* Exercise prompt: Reproduce the records below exactly, but only between the lines holding "The stricter types" and "must be concrete, and", inclusive.

* Material supplied:
PR #217, opened 2026-07-31
All struct fields are concretely typed

### LINKED ISSUE #67: All struct fields should be (concretely) typed (potentially with a type parameter) [$200]

AJ0070:
Closes #67.

Every field of every struct now has a declared type that is concrete for any concrete
instantiation, either directly (`idx::Int`, `terms::Vector{Symbolic{T}}`) or through a type
parameter (`basis::B`, `alpha::T<:Number`, `ket::K<:Symbolic{AbstractKet}`); 52 of the 79 structs
are now parametric and no untyped or `Any` field is left. Fixed-arity children get a type parameter,
while variadic ones keep a concrete container with an abstract element type, so that the type of an
expression never depends on its size. None of this was possible before, because `@withmetadata`
hard-coded a single type parameter (`new{S}(...)`); it now carries over any number of them and adds
`Foo(fields...)` whenever every parameter is spelled out as the type of a field. It stays an *inner*
constructor on purpose: that is what keeps Julia from generating the default ones, whose last
argument would be the metadata. `QuantumSavory` defines `BarrettKokBellPairW(ηᴬ,ηᴮ)` on a one-field
decorated struct, and with an outer constructor that silently overwrites a generated method and
fails precompilation. Equality is deliberately left alone: `isequal`/`hash` compared `typeof`, which
would have made `CoherentState(1) != CoherentState(1.0)`, so they now compare the struct plus the
kind of quantum object (`samekind`/`qobjtype`), keeping the field values as what decides equality
while `zero(ket)` and `zero(bra)` stay distinct.

The stricter types surfaced three latent bugs, each fixed here: `flattenop` spliced *any* `*`-headed
term into an operator product, so a ket and a bra could end up inside `SMulOperator.terms`;
`inv(A)*B` threw a `MethodError`; and `isequal` compared arguments with `zip`, making `A*B` equal to
`A*B*C`. A new `test/general/struct_types_tests.jl` locks the invariant in: no field of any struct
in the package or its extensions may be underspecified, every field of a representative instance
must be concrete, and the corpus must cover *every* struct, so a newly added struct without a
representative fails the suite. The `general` suite goes from 450 pass, 2 broken to 852 pass, 2
broken with no failures, downstream `QuantumSavory` precompiles clean and passes (14153 pass, 8
broken), and `jet` drops from 2 reports to 1, the remaining one being a pre-existing missing `show`
for a sum of superoperators that JET can only now see, left alone since fixing it would turn the
`@test_broken` in `jet_tests.jl` into an unexpected pass. Diffing ~150 objects against `main`
through `show`, `latexify`, `isequal`/`hash`, `qsimplify`, `qexpand`, `basis` and `express` in both
the QuantumOptics and the Clifford representations gives identical output, except that `latexify` of
a sum can order its terms differently, following the changed hash of the literal objects, an order
that comes out of a `Dict` and has never been meaningful, which is why `show` sorts.

- [x] The code is properly formatted and commented.
- [x] Substantial new functionality is documented within the docs. <small>No new user facing functionality; the docstrings of the touched types, of `@withmetadata` and of the helpers in `utils.jl` were updated.</small>
- [x] All new functionality is tested.
- [x] All of the automated tests on github pass. <small>Everything passes locally (`general`, `jet`, the doctests, Aqua, the benchmarks and the downstream `QuantumSavory` suite); to be ticked once CI has run.</small>
- [x] We recently started enforcing formatting checks. If formatting issues are reported in the new code you have written, please correct them.

If you are submitting for a bug bounty:
- [x] I have read and followed the [AI usage and disclosure policy](https://github.com/QuantumSavory/.github/blob/main/BUG_BOUNTIES.md)

AI Disclosure: I used Claude Fabel to initially understand the problem, code scaffolding, adding comments, documentation, and getting full test coverage.

### DIFF
--- a/CHANGELOG.md
+++ b/CHANGELOG.md
@@ -1,5 +1,13 @@
 # News
 
+## v0.4.18 - 2026-08-17
+
+- All the fields of all the symbolic structs are now concretely typed, in most cases through newly added type parameters (e.g. `SKet{B<:Basis}`, `SScaled{T<:QObj,C<:SymCoeff,O<:Symbolic{T}}`, `SProjector{K<:Symbolic{AbstractKet}}`, `CoherentState{T<:Number}`), in preparation for a future move to sum types. The constructors keep their previous signatures and infer the new parameters, but code that spells out the full type of a symbolic object has to be updated.
+- `isequal` and `hash` of symbolic quantum objects ignore the type parameters that merely record the types of the fields, so e.g. `CoherentState(1)` and `CoherentState(1.0)` are still equal.
+- Fix `isequal` considering two products (or tensor products) of different lengths equal, e.g. `A*B` and `A*B*C`.
+- Fix a `MethodError` when multiplying an operator by the inverse of a different operator.
+- A product of operators no longer splices the arguments of other `*`-headed expressions (an outer product or a superoperator application) into the `SMulOperator` it builds, so its terms are always operators. The printed and expressed results are unchanged.
+
 ## v0.4.17 - 2026-08-06
 
 - **(fix)** Complete Clifford observable lowering for symbolic Pauli tensors, identities, and native `PauliOperator`s.
--- a/Project.toml
+++ b/Project.toml
@@ -1,7 +1,7 @@
 name = "QuantumSymbolics"
 uuid = "efa7fd63-0460-4890-beb7-be1bbdfbaeae"
 authors = ["QuantumSymbolics.jl contributors"]
-version = "0.4.17"
+version = "0.4.18"
 
 [workspace]
 projects = ["benchmark", "docs"]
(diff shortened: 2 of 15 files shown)


AJ0070:
@Krastanov gentle ping!

AJ0070:
@Krastanov

PR #224, opened 2026-09-05
Use DocumenterCodeBlocks in documentation

Krastanov-agent:
Summary:
- add DocumenterCodeBlocks 1.x to the documentation environment
- enable CodeBlocks alongside the existing citation plugin
- fail the documentation build before deployment when the plugin reports a referenced docstring-quality issue
- record the rendered documentation and CI behavior in the changelog

Warning behavior:
- DocumenterCodeBlocks emits these diagnostics as ordinary Julia `@warn` records, not Documenter errors
- `warnonly = false` therefore does not escalate them; the explicit post-`makedocs` gate checks the plugin warning state

Validation:
- `JULIA_PKG_SERVER_REGISTRY_PREFERENCE=conservative julia --project=docs -e "using Pkg; Pkg.instantiate()"`
- `julia -tauto --project=docs docs/make.jl` (clean build passes with no `CodeBlocks:` warnings)
- negative check: temporarily removed the `X` signature; the build emitted the expected `CodeBlocks:` warning and exited 1; restored before commit


Krastanov-agent:
CI audit: the two current-package CI legs fail at the same Aqua check for the existing tensor(xs::SymQObj{T}...) where T method at src/QSymbolicsBase/basic_ops_homogeneous.jl:211, which Aqua now reports as having an unbound type parameter. These jobs resolve QuantumInterface 0.4.4; that release migrated tensor to TensorCore and removed the previous zero-argument tensor method. The latest base CI run on 2026-08-27 resolved QuantumInterface 0.4.3 and passed. This PR changes documentation configuration plus the changelog, and DocumenterCodeBlocks depends only on CRC32c, Documenter, and JuliaSyntax, so there is no dependency path from this docs addition to QuantumInterface. A plain rerun with the current resolver state is unlikely to change this result.

The Downgrade failure is also unrelated to the PR diff: the current base SHA already failed identically in its 2026-08-27 Downgrade run (https://github.com/QuantumSavory/QuantumSymbolics.jl/actions/runs/33128049531). Both runs resolve RuntimeGeneratedFunctions 0.5.25 and, during Julia 1.12 coverage precompilation, its PrecompileTools workload reaches generated_callfunc before the generated method is visible in the current world age. The resulting method-too-new error cascades into the reported dependent-package precompile failures. CHANGELOG.md causes this paths-ignore workflow to run, but does not cause its failure; an unchanged rerun is unlikely to help.

PR #120, opened 2022-03-21
Gacela cache

Chemaclass:
## 📚 Description

Allow creating a "ResolvableClassNamesCache" file (stored as a json) with the mapping between the classInfoKey and its ResolvableTypeClassName, so there is no need to loop over and find the class-name if it is already cached.

## 🔖 Changes

- Implemented the MVP for the "ResolvableClassNamesCache" idea.


JesusValera (commented):
The PR seems nice, but as we already discuss, we should think if this PR really makes sense (at least for now).

Maybe we are trying to reduce the bootstrapping time, but in fact we are doing the opposite  because the `file_get_contents` function.

PR #123, opened 2022-03-24
Encapsulate global services inside setup

Chemaclass:
## 📚 Description

Currently, the concept of "global services" is mixing the gacela setup keys like `config`, `mapping-interfaces`, and `suffix-types` with the actual "global services" you might have (especially for the `mapping-intefaces` context (as 2 arg)).

For this reason, I wanted to encapsulate the real global-services you might want to define inside its own key. And rename that 2nd argument from `Gacela::bootstrap()` to `$setup`.

## 🔖 Changes

- Rename the current concept of "global services" to "setup".
- Create a new key inside the "setup" array named "global services". 
- Pass this new "global services" array as 2nd arg to the "mapping interfaces" method.


Chemaclass:
I didn't use "configuration" because it could be misleading with the "config" key, don't you think, @JesusValera? 🤔

JesusValera:
> I didn't use "configuration" because it could be misleading with the "config" key, don't you think, @JesusValera? Anyway, we could rename this in another iteration if we find a better name.

Yes, that's right.
Ok, let's go for `setup` instead :)

JesusValera (approved):

PR #127, opened 2022-03-25
Create SetupGacela to replace AbstractConfigGacela

Chemaclass:
## 📚  Description

The current logic that it's used by `Gacela::bootstrap()` and `gacela.php` it's similar but different... The goal is to normalise these two places in order to facilitate its usage and experience.

## 🔖 Changes

- Deprecate `AbstractConfigGacela`, in favor of `SetupGacela`

#### Current gacela.php style

```php
return static fn () => new class() extends AbstractConfigGacela {
    public function config(ConfigBuilder $configBuilder): void
    {
        $configBuilder->add('config/*.php', 'config/local.php');
    }
};
```

#### New style
```php
return static fn () => (new SetupGacela())
    ->setConfig(
        static function (ConfigBuilder $configBuilder): void {
            $configBuilder->add('config/*.php', 'config/local.php');
        }
    );

```

### DIFF
--- a/src/Framework/AbstractConfigGacela.php
+++ b/src/Framework/AbstractConfigGacela.php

* Task solution:
The stricter types surfaced three latent bugs, each fixed here: `flattenop` spliced *any* `*`-headed
term into an operator product, so a ket and a bra could end up inside `SMulOperator.terms`;
`inv(A)*B` threw a `MethodError`; and `isequal` compared arguments with `zip`, making `A*B` equal to
`A*B*C`. A new `test/general/struct_types_tests.jl` locks the invariant in: no field of any struct
in the package or its extensions may be underspecified, every field of a representative instance
must be concrete, and the corpus must cover *every* struct, so a newly added struct without a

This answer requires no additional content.